**Action item:** Exactly the lines from the opening of the records through the line containing "-154,8 +154,28 @@ class ValueObject : public Object" should be copied, with both included.

┄┄┄┄┄┄┄┄┄┄┄┄┄┄┄┄┄┄┄┄

PR #478, opened 2018-02-14
provide specialization for GetScalarValue macro for bool type 

LaurensVoerman:
to avoid compiler complaints in visual studio 2015 (14)
(and older visual studio versions)

MS> This warning is no longer generated in Visual Studio 2017. 
I still think that merging this code is useful to avoid compiler warnings on a slightly older compiler, particularly because this is in a header file. 
Regards, Laurens.

### DIFF
--- a/include/osg/ValueObject
+++ b/include/osg/ValueObject
@@ -154,8 +154,28 @@ class ValueObject : public Object
             virtual void apply(float in_value) { value = in_value; set = true; }
             virtual void apply(double in_value) { value = in_value; set = true; }
         };
+#if defined(_MSC_VER)
+        template<>
+        class GetScalarValue <bool> : public ValueObject::GetValueVisitor
+        {
+        public:
 
+            GetScalarValue() : set(false), value(0) {}
 
+            bool set;
+            bool value;
+
+            virtual void apply(bool in_value) { value = in_value; set = true; }
+            virtual void apply(char in_value) { value = in_value != 0; set = true; }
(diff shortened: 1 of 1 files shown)


LaurensVoerman:
Wrapped the specialization in "#if defined(_MSC_VER)" as it's not allowed there by C++ . I have now found that the proper order would be:
----
namespace osg {
		template<typename T>
		class GetScalarValue;//forward declaration
class ValueObject : public Object {...};

        template<typename T>
        class GetScalarValue : public ValueObject::GetValueVisitor{...};
        template<>
        class GetScalarValue <bool> : public ValueObject::GetValueVisitor {...};
}
----
This would make a osg::GetScalarValue  instead of osg::ValueObject::GetScalarValue (needed to make the specialization for bool). For symmetry I suppose the SetScalarValue has to move too. 
As these things conflict with an actual bugfix submitted earlier, I'll defer that for now. 
Feel free to reject this PR, is's getting a bit messy just to fix a compile warning.
Regards, Laurens.

LaurensVoerman:
I implemented a version without the #ifdef _MSC_VER; 
submitted as https://github.com/openscenegraph/OpenSceneGraph/pull/479
I prefer that version, but I'll leave this PR open in case your preference is different.
Regards, Laurens.

openscenegraph:
Having compiler specific code paths in headers is really not desirable, it's a really painful way to code and maintain code long term and really not something I'd like to have as an example for others , so I'll close this PR and when I can will test the proposed alternative.

PR #490, opened 2018-03-01
osgDB: Fix handling of return value of loadLibrary in Registry.

torokati44:
"Unable to load ..." was printed if the library could be loaded, and it wasn't if not.

This incorrect, inverted logic was probably a copy-paste error.


openscenegraph:
Wow, can't believe this bug hadn't been spotted sooner.  I've used -e many times in testing and hadn't twigged the erroneous message.  Thanks for the fix.

PR #491, opened 2018-03-05
ReaderWriterGDAL: fix stride when reading multi-channel images with…

mmassing:
… more than 1 byte per pixel (e.g. 16bit RGB PNGs).
The problem can be easily reproduced by reading a 16bit PNG od 16bit RGB tiff file.


openscenegraph:
Thanks, I've done a review and changes look correct so I'll be merging them.  

One thing that jumped out at my was the numBytesPerPixel variable is misnamed, it really should be numBytesPerComponent so I'll rename this after merging your change.  Thanks.

PR #495, opened 2018-03-13
fix installation of PDB files from the examples.

aitormoreno:
This PR fixes the installation of the PDB files of the examples. 
More info in the [OSG mailing list](http://forum.openscenegraph.org/viewtopic.php?t=17032)


openscenegraph:
Thanks for the changes. I've just done a review of the your changes and the wider MACRO(SETUP_EXAMPLE EXAMPLE_NAME) and MACRO(SETUP_APPLICATION APPLICATION_NAME) and they are inconsistent.  Since I OSG forum/mailing list thread didn't highlight problems with the applications I presume it's down to the differences.  

I presume at some point hey would have been more similar and have diverged - my guess is that there was a fix for the pdb issue for the applications but as the examples aren't built by default problem with them weren't spotted.  

As your changes further diverge the two implementations I don't feel they are the best solution. to minimize the differences I've checked in the following commit.  Could you please test this and let me know if it works fine.  If so I'll backport this change from OSG master to the 3.4 branch.

https://github.com/openscenegraph/OpenSceneGraph/commit/57f2b1fa27671962601385167a5ccd90b85536b7

https://github.com/openscenegraph/OpenSceneGraph/commit/57f2b1fa27671962601385167a5ccd90b85536b7

aitormoreno:
The new commit in master does not find the PDB files for the applications and for the examples. The variable  `${TARGET_TARGETNAME}` expands to `application_xxxx` or `example_xxxx` and therefore the file to be installed is `bin/application_xxxd.pdb`, `bin/example_xxxd.pdb` which do not exist.

Just replacing `${TARGET_TARGETNAME}` with `${TARGET_NAME}` fixes the installation. I can update this PR if you like.

openscenegraph:
Thanks for the testing. Amending the PR would be great, that way I will know it works.  Cheers, Robert.

aitormoreno:
I pushed the new changes and sync'd with master to solve the conflict against 57f2b1f

openscenegraph:
Thanks for the updates.

PR #499, opened 2018-03-21
Fix include directory order

AMDmi3:
Include paths to external libraries should always be added with `SYSTEM` keyword, so they are always ordered after local include directories. This particular patch fixed build of osg 3.4.1 in presence of osg 3.4.0:

```
/usr/bin/c++  -Dosgdb_ply_EXPORTS -I/ssd/portstrees/batchports-mem/graphics/osg/work/OpenSceneGraph-OpenSceneGraph-3.4.1/include -I/usr/local/include -Iinclude -O2 -pipe -march=nocona -fstack-protector -fno-strict-aliasing -Wall -Wparentheses -Wno-long-long -Wno-import -pedantic -Wreturn-type -Wmissing-braces -Wunknown-pragmas -Wunused -Wno-overloaded-virtual -fPIC -MD -MT src/osgPlugins/ply/CMakeFiles/osgdb_ply.dir/vertexData.o -MF src/osgPlugins/ply/CMakeFiles/osgdb_ply.dir/vertexData.o.d -o src/osgPlugins/ply/CMakeFiles/osgdb_ply.dir/vertexData.o -c /ssd/portstrees/batchports-mem/graphics/osg/work/OpenSceneGraph-OpenSceneGraph-3.4.1/src/osgPlugins/ply/vertexData.cpp
/ssd/portstrees/batchports-mem/graphics/osg/work/OpenSceneGraph-OpenSceneGraph-3.4.1/src/osgPlugins/ply/vertexData.cpp:567:44: error: no member named 'readImageFile' in namespace 'osgDB'
        if (textureFile && (image = osgDB::readImageFile(textureFile)) != NULL)
                                    ~~~~~~~^
1 error generated.
```

- This is common problem all over osg CMake code, should I submit fixes for other parts?
- This applies to 3.4 branch and likely all later branches, please don't forget to cherry-pick, or should I submit a PR for each branch?


openscenegraph:
This issue hasn't been reported in the many years that the OSG has been out in the wild so I'm surprised you are hitting upon this issue, suggests that there is something specific and unusual about what system you are using and what the various combinations of items that have been installed are.

Could you explain enough details so that others can reproduce the issue first hand before we embark on a solution if one is required.

AMDmi3:
There's nothing specific and unusual. Include directory for external library misses SYSTEM keyword (which would otherwise make it used after project local include directories in header file lookup) and is thus placed before local includes, so includes from older installed version of osg are picked up, and the compilation fails, it's clearly visible in the log.

openscenegraph:
Could you explain how to reproduce the issue please, as I've never seen the issue myself before or seen others reporting it before.  The extra description you provided doesn't tell anything other that you multiple versions of the OSG on the go.  How do you build and install these other versions of the OSG?  What platform are you building on?

openscenegraph:
I've been experimenting with adding in SYSTEM as per PR and do a build with VERBOSE=1 and don't see any differences.   I'm using Cmake 3.5.1 under Kubuntu 16.04.

Could it be you are using a Cmake version prior to 3.0.0?  The following change suggest that modern versions of Cmake now treat imported targets as system.

https://cmake.org/gitweb?p=cmake.git;a=commitdiff;h=a63fcbcb9f6c

openscenegraph:
Can you give me specific instructions how to recreate the problem not arm wave, I'm not omnipresent. FYI, I don't have FreeBSD and am not about to install it, but I have Linux and can happily build and install multiple versions of the OSG, but can't figure out what specific combination fails from your description, there are things that you are doing that you are not telling us about.

Please give us a step by step explanation of how you build or install the various versions of the OSG and what configurations you use.

AMDmi3:
I have no idea on how to reproduce this on Linux, as I don't have it and am not about to install it either. As I understand step by step explanation for FreeBSD won't be useful for you. Why's this needed at all? It's a simple rule that external includes must always go after local ones.

AMDmi3:
> Please explain what you are doing so I can attempt to recreate it on my system

I still do not understand how that will help, after you've stated that you are not going to install FreeBSD. Still, satisfying the formal request.

Here's how a normal FreeBSD user will run into the problem:

- take stock FreeBSD 11.1 system
- install osg 3.4.0 from ports: `cd /usr/ports/graphics/osg && make install clean`
- update the ports tree `portsnap fetch update` afeter a moment osg port was updated to 3.4.1
- try to build the newer version while 3.4.0 is still installed: `cd /usr/ports/graphics/osg && make install clean`
- experience an above error

This was reported by two users and reproduced by me.

However, if you ask how to reproduce that manually, given than there's no more 3.4.0 port and 3.4.1 was fixed by the attached patch, this may be done like this:

- take stock FreeBSD 11.1 system
- get port of osg 3.4.0: `svn co svn://svn.freebsd.org/ports/head/graphics/osg@459451 osg340`
- get port of osg 3.4.1 without the fix: `svn co svn://svn.freebsd.org/ports/head/graphics/osg@464404 osg341`
- install older osg: `make -C osg340 install clean`
- try to build newer osg: `make -C osg341`
- experience an above error

openscenegraph:
Thanks for the details, provide a better idea of what you are doing at your end.  I'm trying to recreate conditions under Linux.  

So far I've build and installed 3.4.0  to /usr/local and then built 3.4.1 from source but it worked without any conflicts.  I then built and installed 3.4.0 to /usr and then built 3.4.1 from source but again it worked without any conflicts.

I have now built and installed cmake 3.10.3 to see if this has a influence (Kubuntu 16.04 repository pulls cmake-3.5.1 that that's what I was previously testing.)  So far the build is going fine (it's already built osgDB).  When I run make VERBOSE=1 I don't get a build line that has all the includes that you build error line has, so I suspect this might be the difference.  

The error line you mentioned in your first line has a "-I/usr/local/include -Iinclude" after the -I entry for the local OSG headers, these don't occur for my build.  Could this be the reason why your builds are failing while when I do essentially the same thing I don't get any errors.

Doe these additional "-I/usr/local/include -Iinclude" change when you use the SYSTEM argument as per your PR?  Could you do a make VERBOSE=1 to see what is going on w.r.t the compile line.   When I added the SYSTEM usage I didn't see any difference in command lines being used for build (that was with 3.5.1 though.)

The reason important for me to try and establish what is going is what the consequences will be for all platforms if we do introduce the SYSTEM usage and just how many CMake files we'll need to modify.  It's not been reported that we need to use this before so adding after all these years is something that is really has to prove itself as necessary and without any consequences.

A bit unrelated, but there a reason svn is being used over pulling down the official OSG git repository?  How up to date is this svn repository?

openscenegraph:
I have done quite a bit reading and testing on my system with different build combinations and so far haven't come across any changes do to adding SYSTEM usage when include the GL headers, but then the GL headers don't even appear on my system.  I haven't yet figured out why CMake is not adding these in, perhaps it's a platform specific issue.

As I'm not seeing any issues with using SYSTEM and appears to help on FreeBSD I've checked in an changes - this are broadly similar to your ones,I just moved the INCLUDE_DIRECTORIES to after the out of source build include so make the CMake script ready more naturally as both OSG source related includes are kept next to each other.  I have merged this change with OSG master, and the 3.4 and 3.6 branches.  

I also upped the CMake required version for 3.4 branch to 2.8.0 to make sure it's safe to use SYSTEM.

The commit is:
https://github.com/openscenegraph/OpenSceneGraph/commit/68ba89c6dc2bae2df2b14e589f13db3817204ded

I will now close this PR as it shouldn't be required, whether we need to extend this style usage out further is something for other PR's, I would rather discussions of the issues on osg-users mailing list/forum so that others in the community can chip in, github comments is poor way of getting feedback from the wider community.

PR #501, opened 2018-03-22
Restore PBO for GLES2, which was removed for no reason

kornerr:
The "GLExtension fix" PR ( https://github.com/openscenegraph/OpenSceneGraph/pull/485 ) broke web builds ( https://github.com/OGStudio/openscenegraph-cross-platform-guide/tree/master/1.10.SampleWeb ).
Moreover:
* neither "GLExtension fix" PR, nor osg-users mailing list contained ANY description
* the change was INCONSISTENT because the checks before and after it were still using the removed GLES2_FEATURES

My PR restores PBO for GLES2.


openscenegraph:
When I reviewed the #485 PR I checked online for whether PBO is supported by default under GLES2. PBO support was added in GLES3.  Even if it turns out that it isn't complete, it sure looks like it's appropriate so I don't think it's appropriate to revert it.

Could you raise the topic for discussion on the osg-users mailing list/forum so we can properly discuss the issues you've come across so we can see what is appropriate to do to resolve them.

PR #504, opened 2018-03-25
Lxh dev

llduncangithub:


openscenegraph:
Absolutely crazy PR.  Is this a dumb attempt to hack the OSG?  If you have a valid modification to the OSG please just submit the key changes that you have with a full explanation of what those changes are and why you feel they are required.

PR #506, opened 2018-03-26
Open scene graph 3.6 text

valid-ptr:


valid-ptr:
Should i create the same PR for the master?

openscenegraph:
The VertexArrayState change looks sound.

The TextBase alignment looks like an issue that needs to be look into it, could you post an explanation of how to reproduce the issue on osg-users/forum and I can look into it,

The OSG_GL_FIXED_FUNCTION change is buggy.  I understand the motivation but this ain't the way to do it as it will could GL/GLES versions that don't support glEnable.glDisable with GL_TEXTURE_2D.

Could you generate separate PR's for each class of fix that make, this will allow me to properly review and merge the ones that can be merged, rather than just rejecting the all because a subset of the changes aren't appropriate.  Thanks.

W.r.t keeping master up to date, I can cherry-pick commits easily so no need to worry about this - fixes made to master I merge with the 3.6 branch and visa versa.

PR #507, opened 2018-03-26
OSG 3.6: Write support with .curl pseudo extension added

valid-ptr:


jtorresfabra:
Hey @valid-ptr and @robertosfield , 
This is a comment about the form, not the content. 

It would be nice if we start to get the git history cleaner. Having 3 commit s for a 3 lines change should be not ok. Moreover when 2 of the commits are probably not necessary. Rebasing (and fixing up or squashing commits) is pretty easy, and it would be nice to have this in mind. 

Thanks!

PR #35, opened 2016-07-21
Add to_arr

JonasKnerr:
closes #17

PR #52, opened 2016-07-22
Temp. plant renderer and treegen fixes/improvements

jonas-schievink:
This is ready to go now!


base/src/gen/mod.rs
```diff
@@ -1,8 +1,44 @@
...
+fn seeded_rng<T: Hash, U: Hash>(world_seed: u64, feat_seed: T, loc_seed: U) -> Random {
+    // Hash everything, even `world_seed`, since XorShift really doesn't like seeds
+    // with many 0s in it
+    let mut fnv = FnvHasher::default();
+    world_seed.hash(&mut fnv);
+    feat_seed.hash(&mut fnv);
+    loc_seed.hash(&mut fnv);
+    let rng_seed = fnv.finish();
+    let seed0 = (rng_seed >> 32) as u32;
+    let seed1 = rng_seed as u32;
```
LukasKalbertodt: I hate this `as` cast more every day. It would be way nicer to express your intend clearly in the code, like `let seed1: u32 = rng_seed.truncate();`. Ok but I guess this can't be improved right now :disappointed:

base/src/gen/mod.rs
```diff
@@ -1,8 +1,44 @@
...
+    // Apply our patented cryptoperturbation mask to magically extend the 64-bit
+    // hash to 128 bits used by xorshift:
+    // (To be honest, I just didn't want to pass the same 2 word twice)
+    let seed2 = seed0 ^ 0xdeadbeef;
+    let seed3 = seed1 ^ 0xcafebabe;
```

┄┄┄┄┄┄┄┄┄┄┄┄┄┄┄┄┄┄┄┄

**Task answer:**
PR #478, opened 2018-02-14
provide specialization for GetScalarValue macro for bool type 

LaurensVoerman:
to avoid compiler complaints in visual studio 2015 (14)
(and older visual studio versions)

MS> This warning is no longer generated in Visual Studio 2017. 
I still think that merging this code is useful to avoid compiler warnings on a slightly older compiler, particularly because this is in a header file. 
Regards, Laurens.

### DIFF
--- a/include/osg/ValueObject
+++ b/include/osg/ValueObject
@@ -154,8 +154,28 @@ class ValueObject : public Object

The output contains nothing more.